The NHS needs chief executives to run (manage) the buildings, investment, resources & staff.

The Chief Executive needs someone like I (or Gerry Anderson) with the authority to tell consultants where they are failing to fulfil their obligations - and detached from vested interests of administrators (meeting targets or increasing revenues) - one who can detach himself and measure surgical performance and patient satisfaction.

If the £90 billion NHS were geared to patient needs - instead of doctors and government or administrator priorities & targets - it would be the envy of the world.

Dr Michelle Tempest said...

Thanks for your comment - I liked the programme and if you could be as enthusiastic and empowering as Sir Gerry, then I suggest you get involved. The only extra point which I would make is that consultants, nurses, porters and ward staff put patients as their priority everyday, and the TV programme did not show that patient dedication. Patients needs are put at the centre of clinical practice - if management can work that way as well - I can see a brighter future for the NHS. Every hospital needs good management as well as good clinical practice - so get involved!

QUASAR9 said...

Hi Michelle, the world is not just black and white, but I like to call black - black, and white - white.

Dentistry in the nhs has hit rock bottom. Dentists do not want to do nhs work. They can make a comfortable living from paying customers.

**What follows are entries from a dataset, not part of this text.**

PR #510, opened 2018-06-12
makeIslAffFromExpr: only accept parametric expressions

skimo-openhub:
The function makeIslAffBoundsFromExpr currently relies on the names
of the set dimensions in a space.  Even though the dependence
is very localized and it is unlikely that those names would
get dropped, it is better to not rely on them at all.

First change the users of makeIslAffFromExpr to only create expressions
in terms of parameters and then change makeIslAffFromExpr
to only construct those.

Start by collecting the constraints on the outer loop iterators
in terms of parameters and only convert them into set dimensions
at the point where the iteration domain is constructed.

Treating the outer loop iterators as parameters at first
makes sense because they have a fixed value at the point
where the statement is executed.
It is only at the point where the iteration domain is constructed
that the loop iterators should no longer be considered as parameters.

### DIFF
--- a/tc/core/halide2isl.cc
+++ b/tc/core/halide2isl.cc
@@ -251,31 +251,25 @@ isl::set makeParamContext(isl::ctx ctx, const ParameterVector& params) {
 namespace {
 
 isl::map extractAccess(
-    isl::set domain,
+    const IterationDomain& domain,
     const IRNode* op,
     const std::string& tensor,
     const std::vector<Expr>& args,
     AccessMap* accesses) {
   // Make an isl::map representing this access. It maps from the iteration space
   // to the tensor's storage space, using the coordinates accessed.
+  // First construct a set describing the accessed element
+  // in terms of the parameters (including those corresponding
+  // to the outer loop iterators) and then convert this set
+  // into a map in terms of the iteration domain.
 
-  isl::space domainSpace = domain.get_space();
-  isl::space paramSpace = domainSpace.params();
+  isl::space paramSpace = domain.paramSpace;
   isl::id tensorID(paramSpace.get_ctx(), tensor);
-  auto rangeSpace = paramSpace.named_set_from_params_id(tensorID, args.size());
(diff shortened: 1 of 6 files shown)


tc/core/halide2isl.cc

NHS patients receive inadequate treatment. Dentists consider nhs patients a lost cause, they are happy to let them lose their teeth and offer them dentures. That is not a solution - that is criminal medical negligence.

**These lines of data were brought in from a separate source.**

Issue #511, opened 2018-06-12
Indexing with byte arrays.


mdouze:
- OS: Linux
- How you installed TC (docker, conda, source): conda
- Python version: 3.6.5
- CUDA/cuDNN version: N/A
- Conda version (if using conda): 4.5.0

In addition, including the following information will also be very helpful for us to diagnose the problem:
- A script to reproduce the issue (highly recommended if its a build issue)

```
import tensor_comprehensions as tc
import numpy as np
import torch

N = 10 ** 7
M = 32

codes = np.random.randint(1<<32, size=(N, M // 4)).astype('uint32')
codes = codes.view('uint8')

codes_t = torch.from_numpy(codes)

luts = np.random.randn(M, 256).astype('float32')
luts_t = torch.from_numpy(luts)

lang = """
def mindis(float(M, 256) L, uint8(N, M) codes) -> (v, s) {
    s(i) +=! L(j, codes(i, j))
    v min=! s(i)
}
"""

mindis = tc.define(lang, name="mindis")

vmin = mindis(luts_t, codes_t)
```

- Error messages and/or stack traces of the issue (create a gist)

```
[WARNING]: No mapping options passed, 'naive' type mapping options will be used and will likely have bad performance. See help(your_layer.__call__) for setting mapping options.
[ERROR]: Caught Exception: Internal error at /opt/conda/conda-bld/halide_1520457560724/work/src/IR.cpp:560
Condition failed: args[i].type() == Int(32)
Args to load from image must be type Int(32)
```

- Context around what you are trying to do

This code is to find the min value of a distance estimation with a large number of Product Quantization codes. 
The problems in the code above are: 
- the error above
- when adding a cast `int32(codes(i, j))`, the code crashes with https://gist.github.com/mdouze/472248f7d4205dc5a96464d0851a1a7e
- we are not interested in s, it is a temp variable
- we are interested in the argmin, but this seems to be on the roadmap.

ftynse:
Seems to come from Halide pass, related to #98

abadams:
Needs the changes in #262 at the least. In trunk the declarations for types smaller than int32 don't even exist at the cuda level.

ftynse:
Why does it need #262?  There is no indirection on the _left_ hand-side in this code and I think we cherry-picked typedefs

And when they are referred to NHS hospitals because of complications, the Consultants instead of being appalled by the poor quality of treatment and obvious late intervention - will further cover up the crime and remove more teeth.

There is no excuse for dental loss in this day & age except greed and incompetence by dentists.
Regardless of personal responsibility for oral hygiene, teeth in a bad state of disrepair are evidence & proof of poor dentistry. No pastient refuses good dentistry, no patient refuses painless treatment - no patient wants to lose his teeth unless he's been convinced that it is the only remedy available to his pain or dilemma ...

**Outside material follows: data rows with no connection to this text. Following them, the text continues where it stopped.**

PR #514, opened 2018-06-14
[WIP] User-facing python and PyTorch integration

nicolasvasilache:
WIP, for information purposes only atm


test_python/test_tc.py
```diff
@@ -12,89 +12,499 @@
...
+    #
+    # This test implements single kernel forward and 2 kernel backward with
+    # tc.define_with_autograd. The performance of the backward is expected to be
+    # significantly better because the loops types in the single kernel may not
+    # be currently fused profitably (need to investigate the fused case deeper).
+    # The API is more bloated than hoped but it is unclear we can do better,
+    # suggestions most welcome.
+    # Maybe consider making cache_filename and tuner_config global parameters.
+    #
+    def test_conv_backward_2kernels(self):
```
nicolasvasilache: cc @ jopamer @ftynse @apaszke comments most welcome here

test_python/test_tc.py
```diff
@@ -12,89 +12,499 @@
...
+        mean, var, out = group_norm(I, gamma, beta)
+        # TODO: test results!!!
+
+    #
+    # This test implements single kernel forward and backward with
+    # tc.define_with_autograd. This is the "light touch" mode and the function call
+    # may already be too verbose.
+    # Maybe consider making cache_filename and tuner_config global parameters.
+    #
+    def test_conv_backward_fused(self):
```
nicolasvasilache: cc @ jopamer @ftynse @apaszke comments most welcome here

test_python/test_tc.py
```diff
@@ -12,89 +12,499 @@
...
+    # This test implements group normalization as 2 TC kernels using the
+    # tc.define_with_autograd abstraction. In particular it is ** NOT **
+    # possible to insert reshapes between TCs moments operate on a 5-D tensor
+    # (Note: loop collapsing modulo conforming strides is an easy TC-level
+    #  transformation with nice expected benefits).
+    # The tc.define_with_autograd API is more bloated than hoped but it is
+    # unclear we can do better, suggestions most welcome.
+    # Maybe consider making cache_filename and tuner_config global parameters.
+    #
+    def test_group_norm_2kernels_autograd(self):
```
nicolasvasilache: cc @ jopamer @ftynse @apaszke comments most welcome here

test_python/test_tc.py
```diff
@@ -12,89 +12,499 @@
...
+
+    #
+    # This test implements group normalization as 2 TC kernels using the
+    # tc.define abstraction. In particular it is possible to insert reshapes
+    # between TCs and have moments operate on a 2-D view which is mapped
+    # more efficiently to CUDA at this time
+    # (Note: loop collapsing modulo conforming strides is an easy TC-level
+    #  transformation with nice expected benefits).
+    #
+    def test_group_norm_2kernels(self):
```
nicolasvasilache: cc @jopamer @ftynse @apaszke comments most welcome here

test_python/test_tc.py
```diff
@@ -12,89 +12,499 @@
...
+        add(A, B, outputs=[out], unchecked=True)
+        # TODO: test results!!!
 
-from tensor_comprehensions import TcCompilationUnit
-from common import TestCase, run_tests
+    #
+    # This test implements group normalization as a single TC kernel.
+    # Performance is not expected to be as good as when using 2 kernels.
+    #
+    def test_group_norm_fused(self):
```
nicolasvasilache: cc @jopamer @ftynse @apaszke comments most welcome here

test_python/test_tc.py
nicolasvasilache: @jopamer

test_python/test_tc.py
nicolasvasilache: @jopamer

test_python/test_tc.py
nicolasvasilache: @jopamer

test_python/test_tc.py
```diff
@@ -12,89 +12,499 @@
...
+                d_O(  n, r_m, h - r_kh, w - r_kw) * W1(r_m, c, r_kh, r_kw)
+            d_W1(m, c, kh, kw) +=!
+                d_O(r_n,   m, r_h - kh, r_w - kw) *  I(r_n, c,  r_h,  r_w)
+        }
+        """
 
-if not os.path.exists(PATH_PREFIX):
-    os.makedirs(PATH_PREFIX)
+        N, C, H, W, O, kH, kW = 32, 4, 56, 56, 16, 1, 1
+        cache_filename = "/tmp/" + str(uuid.uuid4())
```
apaszke: It's generally better to do
```python
with tmpfile.NamedTemporaryFile() as f:
    ...
```
because it guarantees that it will get cleaned up even when an error is raised

test_python/test_tc.py
```diff
@@ -12,89 +12,499 @@
...
+        convolution = tc.define_with_autograd(
+            conv,
+            forward_entry_points=("convolution", ),
+            backward_entry_points=("convolution_igrad", "convolution_wgrad"),
+            cache_filename=cache_filename,
+            # First: (I, W1, d_O) -> (W1, d_O) => (1, 2)
+            # Second: (I, W1, d_O, d_I) -> (I, d_O) => (0, 2)
+            backward_input_indices=((1, 2), (0, 2), ),
+            tuner_config=tuner_config)
+        I = Variable(torch.randn(N, C, H, W).cuda(), requires_grad=True)
```
apaszke: Variables are deprecated now. Do `tensor.randn(N, C, H, W, device='cuda', requires_grad=True)` (this is much faster too, because it uses a CUDA PRNG)

test_python/test_tc.py
```diff
@@ -12,89 +12,499 @@
...
+        W = Parameter(torch.randn(O, C, kH, kW).cuda())
+        # First occurrence on a new cache filename triggers tuning
+        out, = convolution(I, W)
+        out.sum().backward()
+        # Subsequent occurrences do not
+        out, = convolution(I, W)
+        out.sum().backward()
+        # TODO: test results!!!
```
apaszke: You might be interested in `torch.autograd.gradcheck` (see e.g. right above [this paragraph](https://pytorch.org/docs/stable/notes/extending.html?highlight=gradcheck#extending-torch-nn)).

test_python/test_tc.py
```diff
@@ -12,89 +12,499 @@
...
+            conv,
+            forward_entry_points=("convolution", ),
+            backward_entry_points=("convolution_igrad", "convolution_wgrad"),
+            cache_filename=cache_filename,
+            # First: (I, W1, d_O) -> (W1, d_O) => (1, 2)
+            # Second: (I, W1, d_O, d_I) -> (I, d_O) => (0, 2)
+            backward_input_indices=((1, 2), (0, 2), ),
+            tuner_config=tuner_config)
+        I = Variable(torch.randn(N, C, H, W).cuda(), requires_grad=True)
+        W = Parameter(torch.randn(O, C, kH, kW).cuda())
```
apaszke: `Parameter`s are unnecessary too in here (they are functionally equivalent to regular tensors). Also, would be good to test autodiff wrt. weights as well.

test_python/test_tc.py
apaszke: There's also `gradgradcheck` if you care about higher order derivatives

test_python/test_tc.py
```diff
@@ -12,89 +12,499 @@
...
+            cache_filename=cache_filename,
+            tuner_config=tuner_config)
+        I = Variable(torch.randn(N, G, D, H, W).cuda())
+        gamma = Variable(torch.randn(G, D).cuda())
+        beta = Variable(torch.randn(G, D).cuda())
+        # First occurrence on a new cache filename triggers tuning
+        mean, var, out = group_norm(I, gamma, beta)
+        # Subsequent occurrences do not
+        mean, var, out = group_norm(I, gamma, beta)
+        # TODO: test results!!!
```
apaszke: It would be good to test that the tuning did actually happen somehow. We've got bitten by that when we were writing the JIT tests (after some changes, parts that were supposed to run some compiled versions weren't doing that)

test_python/test_tc.py
```diff
@@ -12,89 +12,499 @@
...
+        print("\nTune group_norm from naive options, don't store best options")
+        group_norm.tune(
+            I,
+            gamma,
+            beta,
+            mean.view((N, G)),
+            var.view((N, G)),
+            starting_options=tc.MappingOptions('naive'),
+            tuner_config=tuner_config)
+        print("\nRun tuned group_norm with best options")
```
apaszke: I'd generally advise against using `print`s in tests. Their whole point is to be automatic, so they won't help you too much.

test_python/test_tc.py
apaszke: Also, since the `TODO: test results` appears in so many places, it's probably a good idea to have a common testing procedure with a signature similar to `gradcheck` (take the function and example inputs, do some checks). This way you write it once and any subsequent improvements apply to all functions you check.

test_python/test_tc.py
nicolasvasilache: yay RAII, thanks!

test_python/test_tc.py
nicolasvasilache: inherited from older impl, killed, thanks!

test_python/test_tc.py
nicolasvasilache: inherited from older impl, killed, thanks!

test_python/test_tc.py
nicolasvasilache: mostly inherited from older impl, killed, thanks!

nicolasvasilache:
This has served its purpose, thanks for your comments, I'll close as is so we can keep that for later reference. The "configure a function composition via index lists" is similar to the caffe2 impl but after chatting with @apaszke it is clear that this is not worth the trouble in PyTorch. For the language features I wanted, well I can just use Python.. For a pure C++ solution we punt for now.

docs/source/framework/pytorch_integration/writing_layers.rst
```diff
@@ -1,137 +1,190 @@
...
-generated. Therefore, it is important to use good :code:`Options` for running a
-kernel. You can read more about mapping options here - :ref:`tc_mapping_options`.
+        # Setup code for mm and tensors as above
+        cache = tc.MappingOptionsCache(cache_filename)
+        best_options, = cache.load(mm, entry_point, (A, B), 1)
+        matmul = tc.define(mm, entry_point="matmul", fallback=best_options)
+        C, = matmul(A, B)
 
-There are two ways to set the :code:`Options`:
+One may also create a TC without fallback options and call compile explicitly
```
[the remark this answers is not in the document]
nicolasvasilache: So for this I unfortunately do not have a good answer:
1. yes there is a state, the latest compiled executor for a TC def + input sizes is the one that is memoized. I don't want to start putting protobuf + hashing on the critical path;
2. implicit compilation is made loud (instead of generating failures) and will get into tuning mode if no options are passed;
3. I don't really see a good, usable, alternative to the above for people who "just want to get a PyTorch layer working". Implicit compilation, tuning, memoization is pleasant to use but can of course come with surprises.

Let's chat more on the next PR, @apaszke your opinion would also be valuable here.

docs/source/framework/pytorch_integration/writing_layers.rst
```diff
@@ -1,137 +1,190 @@
...
+----------
 
-An example for how to pass options:
+Tuning can be achieved by constructing a TC and calling :code:`tune` on it.
+If the optional parameter :code:`cache_filename` is provided, the best options
+will be loaded from file via a :code:`MappingOptionsCache`
+object and will be used as a starting point. If additionally, the optional
+parameter :code:`store_to_cache` is set to True, tuning will append the best
+options to the cache. In the absence of a cache filename, tuning will start
+from :code:`tc.MappingOptions('naive')`.
```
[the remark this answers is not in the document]
nicolasvasilache: updated that

python/examples/min_distance.py
```diff
@@ -111,25 +112,30 @@ def argmin_1d(float(N) S, int32(D) MinIdx) -> (min_idx) {
...
+    lang, entry_point="min_1d", fallback=tc.MappingOptions('naive'))
+argmin_2d = tc.define(
+    lang, entry_point="argmin_2d", fallback=tc.MappingOptions('naive'))
+argmin_1d = tc.define(
+    lang, entry_point="argmin_1d", fallback=tc.MappingOptions('naive'))
+
+S, = reduce_codes(luts_t, codes_t)
+V, = min_2d(S.view((D, N / D)))
+v, = min_1d(V)
+MinIdx, = argmin_2d(S.view((D, N / D)), v)
```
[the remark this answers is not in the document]
nicolasvasilache: I have used lower case v because it is a value, single capital letter for parameters, CamelCase for tensor names and snake_case is for tc names as python objects.

I see there is a potential collision for V which looks like a parameter but is a tensor.
How about v, V -> minValue, MinTensor

python/examples/min_distance.py
```diff
@@ -169,22 +171,28 @@ def min_1d(float(K, D) V2) -> (V) {
     V(k) min=! V2(k, r_d)
 }
 def argmin_2d(float(K, D, NBYD) S, float(K) V) -> (MinIdx2) {
-    MinIdx2(k, d) min=! (S(k, d, r_nbyd) == V(k)) ? d * NBYD + r_nbyd : N
+    MinIdx2(k, d) min=!
+        (S(k, d, r_nbyd) == V(k)) ? d * NBYD + r_nbyd : NBYD * D
```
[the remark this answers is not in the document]
nicolasvasilache: not strictly but the more I write them the more I seem to

python/examples/tc_pybind_example.py
```diff
@@ -30,17 +28,13 @@
 from tensor_comprehensions.tclib import MappingOptions
 
 # Define a timing function to print some results
-def time_tc(iters, prepend, runFun, tc_name, inputs):
-    global dump_backward_overhead
-
+def time_tc(iters, prepend, runFun, tc_entry_point, inputs):
```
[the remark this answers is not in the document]
nicolasvasilache: fixed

Hip surgery is exactly the same, except surgeons are more willing to do nhs hip surgery ... but the incentive is still to keep waiting lists high - so that people in desperation will pay the higher costs of private surgery or demand the nhs offer them private surgery.

And if it were 'guaranteed' to be high quality surgery - I might even overlook the corruption in the system. But the quality of the surgery and the skills of the surgeon still leave much to be desired.

They are overpaid.
We need to train more surgeons, and more surgeons able to meet higher expectations. I cannot accept that in health care, surgery or even dentistry we should settlefor less. Being pragmatic is a slippery slope which enables surgery & dentistry of such poor quality to be provided to patients in pain & desperation - where anything is better than nothing.
Until we grab this bull by the horns, we are really just dancing around the real issue, in the hope than some miracle drug or magic bullet can be prescribed to patients by highly paid (overpaid) consultants surgeons & specialists
Who really want the money, but would rather not have to meet the patient.

And bringing in the issues of young doctors working long hours for low (relatively speaking) only serves to disguise where the REAL problem lies in the nhs ...
Overpaid, unsympathetic Consultants surgeons and specialists with an incentive to keep waiting lists high.

This is no longer a minority giving the majority a bad name. This is endemic - they are the minority in the health care profession around who the rest of the health system is working.

Unless we start here, we are just tinkering & blowing bubbles, and Gerry Anderson and the Chief Executive of Rotherham know it too.
The BMA is not fit to self-regulate, nor is the BDA, nor is The Royal College of Surgeons.

Vicky Ford said...

Thank you Michelle - Gerry has certainly got people thinking and that can only good. Ive added a link from my blog.